Introduction
Upper gastrointestinal endoscopy mainly detects neoplastic lesions in the pharynx,
esophagus, and stomach. However, conventional white light imaging (WLI) is disadvantageous
because it is likely to overlook early-stage lesions [1 ]
[2 ]
[3 ]. A new image processing technique, linked color imaging (LCI), was developed for
the LASEREO system using laser beams (Fujifilm Corporation, Tokyo, Japan). LCI is
an image-enhanced endoscopic observation method in which conventional white light
and short-wavelength narrowband light are applied simultaneously in an appropriately
balanced manner to emphasize slight color differences of the membrane by making reddish
colors appear redder and whitish colors whiter through simultaneous enhancement and
weakening of colors. Although the usefulness of LCI in the qualitative diagnosis of
upper gastrointestinal lesions has been reported [4 ]
[5 ]
[6 ]
[7 ]
[8 ]
[9 ]
[10 ]
[11 ]
[12 ]
[13 ]
[14 ]. There has been no large-scale clinical trial focused on detection and diagnosis
of upper gastrointestinal lesions. We previously conducted a large-scale randomized
controlled clinical trial–the LCI-Further Improving Neoplasm Detection in upper gastrointestinal
(LCI-FIND) trial–and demonstrated the capability of LCI for detecting neoplastic lesions
in the upper gastrointestinal tract [15 ].

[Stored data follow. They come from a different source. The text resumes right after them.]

PR #94, opened 2016-09-09
[T4A3][F11-B2]ChiangWengKiat

wengkiat:
Created parent class contact and removed common methods in child classes


wengkiat:
Ready for review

Endoscopes used for observation of the upper gastrointestinal tract are divided into
two types: ultraslim and standard with a relatively larger caliber. Whereas standard
endoscopes can only be inserted transorally, ultraslim endoscopes can be inserted
transorally and transnasally, causing less burden on the patient undergoing endoscopic
examination. However, because of the small caliber, ultraslim endoscopy has a risk
of producing lower-quality images and decreased operability compared with standard
endoscopy. There is, however, a recent report documenting that ultraslim endoscopy
is equivalent to standard endoscopy in terms of diagnostic capability.[16 ] The LCI-FIND trial used both ultraslim and standard endoscopic instruments. Hence,
we performed a sub-analysis using data from the LCI-FIND trial to examine whether
the ability of ultraslim endoscopy to detect neoplastic lesions is no-inferior to
that of standard endoscopy.
Patients and methods
Since the methods used in the LCI-FIND trial have been described in detail in a previous
report on the results of the primary endpoint [15 ], only an outline of the methods is shown here.
Patients
The subjects were patients aged 20 to 89 years who were scheduled for upper gastrointestinal
endoscopy in 19 major hospitals in Japan. All of them were known to have a history
or current diagnosis of gastrointestinal cancer (pharyngeal, esophageal, gastric,
or colorectal).
This study was performed after obtaining approval from the institutional review boards
of all participating institutions. This study is registered under the UMIN Clinical
Trial Registry (UMIN000023863). Written informed consent was obtained from all subjects.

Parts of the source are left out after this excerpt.